Nothing in the listing may be skipped; repeat it all exactly.

------------------------------------

PR #5401, opened 2025-02-10
a11y: focus ring

mimecuvalo:
mini-side quest: bring a focus ring, when not mousing around, only when using the Tab key

https://github.com/user-attachments/assets/5280f40b-8460-476e-b2bc-7080809b31aa

### Change type

- [ ] `bugfix`
- [ ] `improvement`
- [ ] `feature`
- [ ] `api`
- [x] `other`

### Release notes

- a11y: enable focus ring.

### DIFF
--- a/packages/tldraw/src/lib/ui/components/Toolbar/OverflowingToolbar.tsx
+++ b/packages/tldraw/src/lib/ui/components/Toolbar/OverflowingToolbar.tsx
@@ -65,6 +65,9 @@ export function OverflowingToolbar({ children }: OverflowingToolbarProps) {
 			#${id}_more > *:nth-child(-n + ${overflowIndex}) {
 				display: none;
 			}
+			#${id}_more > *:nth-child(-n + ${overflowIndex + 4}) {
+				margin-top: 0;
+			}
         `
 	}, [lastActiveOverflowItem, id, overflowIndex])
 
--- a/packages/editor/editor.css
+++ b/packages/editor/editor.css
@@ -172,6 +172,7 @@
 		inset 0px 0px 0px 1px var(--color-panel-contrast);
 	--shadow-4: 0px 0px 3px hsl(0, 0%, 0%, 19%), 0px 5px 4px hsl(0, 0%, 0%, 16%),
 		0px 2px 16px hsl(0, 0%, 0%, 6%), inset 0px 0px 0px 1px var(--color-panel-contrast);
+	--shadow-focus-ring: inset 0 0 0 3px hsl(213, 100%, 68%);
 }
 
 .tl-theme__dark {
--- a/packages/editor/src/lib/editor/managers/FocusManager.ts
+++ b/packages/editor/src/lib/editor/managers/FocusManager.ts
@@ -30,6 +30,10 @@ export class FocusManager {
 			editor.updateInstanceState({ isFocused: !!autoFocus })
 		}
 		this.updateContainerClass()
+
+		const container = this.editor.getContainer()
+		container.addEventListener('keydown', this.handleKeyDown.bind(this))
+		container.addEventListener('mouseover', this.handleMouseOver.bind(this))
 	}
 
 	/**
@@ -52,6 +56,18 @@ export class FocusManager {
 		}
 	}
 
+	private handleKeyDown(keyEvent: KeyboardEvent) {
+		const container = this.editor.getContainer()
+		if (keyEvent.key === 'Tab') {
+			container.classList.remove('tl-container__no-focus-ring')
+		}
+	}
+
+	private handleMouseOver() {
+		const container = this.editor.getContainer()
+		container.classList.add('tl-container__no-focus-ring')
+	}
+
 	focus() {
 		this.editor.getContainer().focus()
 	}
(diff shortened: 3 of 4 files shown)


SomeHats (commented):
love this! but can you discuss (maybe a comment) why we need a special conditional classname to handle this? This seems like the exact use-case for `:focus-visible`

mimecuvalo:
> why we need a special conditional classname to handle this? This seems like the exact use-case for :focus-visible

ah yes, good call. in general what it's trying to achieve is only showing this added aide when using the keyboard, but not via the mouse.

packages/tldraw/src/lib/ui/components/Toolbar/OverflowingToolbar.tsx
```diff
@@ -65,6 +65,9 @@ export function OverflowingToolbar({ children }: OverflowingToolbarProps) {
 			#${id}_more > *:nth-child(-n + ${overflowIndex}) {
 				display: none;
 			}
+			#${id}_more > *:nth-child(-n + ${overflowIndex + 4}) {
```
mimecuvalo, line 68: this was currently broken / just more noticeable with the focus ring

steveruizok:
Quick QA here:

- on the examples site, the rings are shown by default prior to any keyboard interaction. This doesn't appear when full screened
- not shown when keyboard navigating with arrow keys (unless already visible)
- the toolbar overflow menu is a "trap", no way to tab out of it or within it
- toolbar menu is not accessible (it's not in the DOM until hovered, stretch goal since I want us to improve this anyway)

I think this is a good move overall. I might visually change the outline style before we ship it.

Some more context related to dropdown menus: Radix UI (which we use for dropdown menus) has built-in focus states. We were using these before, however the system has a bug when hovering over disabled items. This may or may not have been fixed since I disabled them. The bug would cause focus rings to appear in the parent menu when hovering the disabled items in the child menu.

steveruizok:
> it's a menu so you have to hit escape. (this is true of other menus too with radix) if we wanted to change this behavior we should do it outside of this PR.

Ah ok, all good then.
 
> maybe i'm not understanding this one, which menu did you mean here?

Here's a better description:
- In the "overflowing tools" submenu, the tab key has no action. You can navigate with the arrow keys though.
- In the "quick actions menu" the opposite is true: you can navigate within the menu using tab but cannot use the arrow keys. :psyduck:

mimecuvalo:
Gotcha, makes sense. Ok, this might be expanding the scope of this PR but I converted those places to be popovers now instead of menus!

steveruizok:
> Gotcha, makes sense. Ok, this might be expanding the scope of this PR but I converted those places to be popovers now instead of menus!

I think that's the right move. Good fix!

steveruizok:
Pushed up a few small improvements to the menus so that they display the hover state on highlight rather than hover. This makes them display correctly when using the keyboard to navigate.

steveruizok:
Did a variant that uses the ::after instead of the focus ring. I tend to like this better because it doesn't push against the styling so much, and we already use the after to indicate hovers / activity states.

Screenshot 2025-03-01 at 6 35 01 PM

image

image

steveruizok:
Let's see if we can solve these. The only one there that really bugs me is the expando-arrow contrast, though that can be fixed with CSS by making the focus color text/opacity 1. The blue-on-blue is annoying but is similarly okay-ish given that it's not a permanent state (ie you'd be tabbing to it, so you'd have experienced it without the background first). Adding a panel-colored outline would work too, though it might take some hackiness given that the icons are part of our SVG sheet.

We could try a black bg instead for the focus indicator, which I think would be better contrast to the toolbar's selection state. It would have the same issue as the blue-on-blue but for black.

mimecuvalo:
Do you mean black background when an item is selected, but blue otherwise? Or just black in general? Wasn't sure what you meant there.

I agree on the color palette being less of a big deal. I think the bigger deals are:
- not being able to see selected state
- expando-arrow

I mean, I dunno, feels like this might be bucking the trend here for a11y conventions to not do the ring.

One method to move forward is to ship with the ring, and if you wanna iterate/explore on a bg version on a separate PR that might work?

steveruizok:
Black background is not used anywhere else in the app, so it's unique and provides strong contrast (even with the selected tool). Works clearly on light and dark mode.

image

The focus hack: we do an invert on the focus for the black / white colors.
 
image

Sets the color to full opacity now when focused:

image

steveruizok:
Disappointing that radix doesn't support tab in dropdown menus, though the arrows still work as navigation.

steveruizok:
fixed this guy

Kapture 2025-03-07 at 16 44 20

steveruizok:
> I don't wanna be a party pooper about the bg exploration, but I think it's pushing against a11y conventions in a non-intuitive way. Especially since this is used within other applications downstream that would use more standard conventions. Furthermore, it's painting us into a corner for future UI that won't be able to use that same UI treatment.

I'm convinced! Let's stick with the same dimensions as the hover shape though: it doesn't get cut off by the edges of scrollable containers and generally fits better with the designs. Pushing that up now.

steveruizok:
That looks like this btw

image

Good call regarding downstream users. Even our own apps (dotcom) will need to centralize on focus styles.

steveruizok:
Also including a fix for this:

image

mimecuvalo:
Let's goooooo 🚀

------------------------------------

#### ANSWER AREA:
PR #5401, opened 2025-02-10
a11y: focus ring

mimecuvalo:
mini-side quest: bring a focus ring, when not mousing around, only when using the Tab key

https://github.com/user-attachments/assets/5280f40b-8460-476e-b2bc-7080809b31aa

### Change type

- [ ] `bugfix`
- [ ] `improvement`
- [ ] `feature`
- [ ] `api`
- [x] `other`

### Release notes

- a11y: enable focus ring.

### DIFF
--- a/packages/tldraw/src/lib/ui/components/Toolbar/OverflowingToolbar.tsx
+++ b/packages/tldraw/src/lib/ui/components/Toolbar/OverflowingToolbar.tsx
@@ -65,6 +65,9 @@ export function OverflowingToolbar({ children }: OverflowingToolbarProps) {
 			#${id}_more > *:nth-child(-n + ${overflowIndex}) {
 				display: none;
 			}
+			#${id}_more > *:nth-child(-n + ${overflowIndex + 4}) {
+				margin-top: 0;
+			}
         `
 	}, [lastActiveOverflowItem, id, overflowIndex])
 
--- a/packages/editor/editor.css
+++ b/packages/editor/editor.css
@@ -172,6 +172,7 @@
 		inset 0px 0px 0px 1px var(--color-panel-contrast);
 	--shadow-4: 0px 0px 3px hsl(0, 0%, 0%, 19%), 0px 5px 4px hsl(0, 0%, 0%, 16%),
 		0px 2px 16px hsl(0, 0%, 0%, 6%), inset 0px 0px 0px 1px var(--color-panel-contrast);
+	--shadow-focus-ring: inset 0 0 0 3px hsl(213, 100%, 68%);
 }
 
 .tl-theme__dark {
--- a/packages/editor/src/lib/editor/managers/FocusManager.ts
+++ b/packages/editor/src/lib/editor/managers/FocusManager.ts
@@ -30,6 +30,10 @@ export class FocusManager {
 			editor.updateInstanceState({ isFocused: !!autoFocus })
 		}
 		this.updateContainerClass()
+
+		const container = this.editor.getContainer()
+		container.addEventListener('keydown', this.handleKeyDown.bind(this))
+		container.addEventListener('mouseover', this.handleMouseOver.bind(this))
 	}
 
 	/**
@@ -52,6 +56,18 @@ export class FocusManager {
 		}
 	}
 
+	private handleKeyDown(keyEvent: KeyboardEvent) {
+		const container = this.editor.getContainer()
+		if (keyEvent.key === 'Tab') {
+			container.classList.remove('tl-container__no-focus-ring')
+		}
+	}
+
+	private handleMouseOver() {
+		const container = this.editor.getContainer()
+		container.classList.add('tl-container__no-focus-ring')
+	}
+
 	focus() {
 		this.editor.getContainer().focus()
 	}
(diff shortened: 3 of 4 files shown)


SomeHats (commented):
love this! but can you discuss (maybe a comment) why we need a special conditional classname to handle this? This seems like the exact use-case for `:focus-visible`

mimecuvalo:
> why we need a special conditional classname to handle this? This seems like the exact use-case for :focus-visible

ah yes, good call. in general what it's trying to achieve is only showing this added aide when using the keyboard, but not via the mouse.

packages/tldraw/src/lib/ui/components/Toolbar/OverflowingToolbar.tsx
```diff
@@ -65,6 +65,9 @@ export function OverflowingToolbar({ children }: OverflowingToolbarProps) {
 			#${id}_more > *:nth-child(-n + ${overflowIndex}) {
 				display: none;
 			}
+			#${id}_more > *:nth-child(-n + ${overflowIndex + 4}) {
```
mimecuvalo, line 68: this was currently broken / just more noticeable with the focus ring

steveruizok:
Quick QA here:

- on the examples site, the rings are shown by default prior to any keyboard interaction. This doesn't appear when full screened
- not shown when keyboard navigating with arrow keys (unless already visible)
- the toolbar overflow menu is a "trap", no way to tab out of it or within it
- toolbar menu is not accessible (it's not in the DOM until hovered, stretch goal since I want us to improve this anyway)

I think this is a good move overall. I might visually change the outline style before we ship it.

Some more context related to dropdown menus: Radix UI (which we use for dropdown menus) has built-in focus states. We were using these before, however the system has a bug when hovering over disabled items. This may or may not have been fixed since I disabled them. The bug would cause focus rings to appear in the parent menu when hovering the disabled items in the child menu.

steveruizok:
> it's a menu so you have to hit escape. (this is true of other menus too with radix) if we wanted to change this behavior we should do it outside of this PR.

Ah ok, all good then.
 
> maybe i'm not understanding this one, which menu did you mean here?

Here's a better description:
- In the "overflowing tools" submenu, the tab key has no action. You can navigate with the arrow keys though.
- In the "quick actions menu" the opposite is true: you can navigate within the menu using tab but cannot use the arrow keys. :psyduck:

mimecuvalo:
Gotcha, makes sense. Ok, this might be expanding the scope of this PR but I converted those places to be popovers now instead of menus!

steveruizok:
> Gotcha, makes sense. Ok, this might be expanding the scope of this PR but I converted those places to be popovers now instead of menus!

I think that's the right move. Good fix!

steveruizok:
Pushed up a few small improvements to the menus so that they display the hover state on highlight rather than hover. This makes them display correctly when using the keyboard to navigate.

steveruizok:
Did a variant that uses the ::after instead of the focus ring. I tend to like this better because it doesn't push against the styling so much, and we already use the after to indicate hovers / activity states.

Screenshot 2025-03-01 at 6 35 01 PM

image

image

steveruizok:
Let's see if we can solve these. The only one there that really bugs me is the expando-arrow contrast, though that can be fixed with CSS by making the focus color text/opacity 1. The blue-on-blue is annoying but is similarly okay-ish given that it's not a permanent state (ie you'd be tabbing to it, so you'd have experienced it without the background first). Adding a panel-colored outline would work too, though it might take some hackiness given that the icons are part of our SVG sheet.

We could try a black bg instead for the focus indicator, which I think would be better contrast to the toolbar's selection state. It would have the same issue as the blue-on-blue but for black.

mimecuvalo:
Do you mean black background when an item is selected, but blue otherwise? Or just black in general? Wasn't sure what you meant there.

I agree on the color palette being less of a big deal. I think the bigger deals are:
- not being able to see selected state
- expando-arrow

I mean, I dunno, feels like this might be bucking the trend here for a11y conventions to not do the ring.

One method to move forward is to ship with the ring, and if you wanna iterate/explore on a bg version on a separate PR that might work?

steveruizok:
Black background is not used anywhere else in the app, so it's unique and provides strong contrast (even with the selected tool). Works clearly on light and dark mode.

image

The focus hack: we do an invert on the focus for the black / white colors.
 
image

Sets the color to full opacity now when focused:

image

steveruizok:
Disappointing that radix doesn't support tab in dropdown menus, though the arrows still work as navigation.

steveruizok:
fixed this guy

Kapture 2025-03-07 at 16 44 20

steveruizok:
> I don't wanna be a party pooper about the bg exploration, but I think it's pushing against a11y conventions in a non-intuitive way. Especially since this is used within other applications downstream that would use more standard conventions. Furthermore, it's painting us into a corner for future UI that won't be able to use that same UI treatment.

I'm convinced! Let's stick with the same dimensions as the hover shape though: it doesn't get cut off by the edges of scrollable containers and generally fits better with the designs. Pushing that up now.

steveruizok:
That looks like this btw

image

Good call regarding downstream users. Even our own apps (dotcom) will need to centralize on focus styles.

steveruizok:
Also including a fix for this:

image

mimecuvalo:
Let's goooooo 🚀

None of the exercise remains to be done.